» PROBLEM TO SOLVE
Reproduce the data exactly; no word may be added or dropped.
###
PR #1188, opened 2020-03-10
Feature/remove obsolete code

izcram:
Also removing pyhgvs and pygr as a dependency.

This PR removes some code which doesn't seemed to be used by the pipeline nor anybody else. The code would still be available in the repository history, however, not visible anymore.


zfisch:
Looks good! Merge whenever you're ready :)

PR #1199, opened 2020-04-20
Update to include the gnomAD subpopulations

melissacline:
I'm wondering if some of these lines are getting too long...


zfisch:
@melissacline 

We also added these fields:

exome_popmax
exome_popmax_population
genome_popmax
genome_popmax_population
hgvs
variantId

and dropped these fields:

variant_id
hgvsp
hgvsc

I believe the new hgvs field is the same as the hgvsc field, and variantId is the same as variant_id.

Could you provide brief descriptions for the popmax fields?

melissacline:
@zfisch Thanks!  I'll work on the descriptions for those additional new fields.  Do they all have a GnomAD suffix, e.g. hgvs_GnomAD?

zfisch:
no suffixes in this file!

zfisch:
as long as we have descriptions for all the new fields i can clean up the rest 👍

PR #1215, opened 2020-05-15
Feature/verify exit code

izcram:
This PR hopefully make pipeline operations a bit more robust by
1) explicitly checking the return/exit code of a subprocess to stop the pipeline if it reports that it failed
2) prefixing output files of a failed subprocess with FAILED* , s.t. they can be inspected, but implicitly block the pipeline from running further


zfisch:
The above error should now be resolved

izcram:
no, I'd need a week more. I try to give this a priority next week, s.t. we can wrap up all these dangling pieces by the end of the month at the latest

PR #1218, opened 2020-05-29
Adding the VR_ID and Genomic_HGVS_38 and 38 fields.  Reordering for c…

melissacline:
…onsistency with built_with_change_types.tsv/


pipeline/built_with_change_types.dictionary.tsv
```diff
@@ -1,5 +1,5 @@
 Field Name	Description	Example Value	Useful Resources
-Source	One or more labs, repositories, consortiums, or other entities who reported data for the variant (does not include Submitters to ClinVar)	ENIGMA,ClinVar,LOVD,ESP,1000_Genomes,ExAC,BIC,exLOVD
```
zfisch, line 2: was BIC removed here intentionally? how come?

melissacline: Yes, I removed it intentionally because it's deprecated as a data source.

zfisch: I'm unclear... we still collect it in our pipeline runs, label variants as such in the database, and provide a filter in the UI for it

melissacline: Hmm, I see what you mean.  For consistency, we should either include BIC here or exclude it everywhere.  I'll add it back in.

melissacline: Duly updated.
###
» SOLUTION TO THIS EXERCISE
PR #1188, opened 2020-03-10
Feature/remove obsolete code

izcram:
Also removing pyhgvs and pygr as a dependency.

This PR removes some code which doesn't seemed to be used by the pipeline nor anybody else. The code would still be available in the repository history, however, not visible anymore.


zfisch:
Looks good! Merge whenever you're ready :)

PR #1199, opened 2020-04-20
Update to include the gnomAD subpopulations

melissacline:
I'm wondering if some of these lines are getting too long...


zfisch:
@melissacline 

We also added these fields:

exome_popmax
exome_popmax_population
genome_popmax
genome_popmax_population
hgvs
variantId

and dropped these fields:

variant_id
hgvsp
hgvsc

I believe the new hgvs field is the same as the hgvsc field, and variantId is the same as variant_id.

Could you provide brief descriptions for the popmax fields?

melissacline:
@zfisch Thanks!  I'll work on the descriptions for those additional new fields.  Do they all have a GnomAD suffix, e.g. hgvs_GnomAD?

zfisch:
no suffixes in this file!

zfisch:
as long as we have descriptions for all the new fields i can clean up the rest 👍

PR #1215, opened 2020-05-15
Feature/verify exit code

izcram:
This PR hopefully make pipeline operations a bit more robust by
1) explicitly checking the return/exit code of a subprocess to stop the pipeline if it reports that it failed
2) prefixing output files of a failed subprocess with FAILED* , s.t. they can be inspected, but implicitly block the pipeline from running further


zfisch:
The above error should now be resolved

izcram:
no, I'd need a week more. I try to give this a priority next week, s.t. we can wrap up all these dangling pieces by the end of the month at the latest

PR #1218, opened 2020-05-29
Adding the VR_ID and Genomic_HGVS_38 and 38 fields.  Reordering for c…

melissacline:
…onsistency with built_with_change_types.tsv/


pipeline/built_with_change_types.dictionary.tsv
```diff
@@ -1,5 +1,5 @@
 Field Name	Description	Example Value	Useful Resources
-Source	One or more labs, repositories, consortiums, or other entities who reported data for the variant (does not include Submitters to ClinVar)	ENIGMA,ClinVar,LOVD,ESP,1000_Genomes,ExAC,BIC,exLOVD
```
zfisch, line 2: was BIC removed here intentionally? how come?

melissacline: Yes, I removed it intentionally because it's deprecated as a data source.

zfisch: I'm unclear... we still collect it in our pipeline runs, label variants as such in the database, and provide a filter in the UI for it

melissacline: Hmm, I see what you mean.  For consistency, we should either include BIC here or exclude it everywhere.  I'll add it back in.

melissacline: Duly updated.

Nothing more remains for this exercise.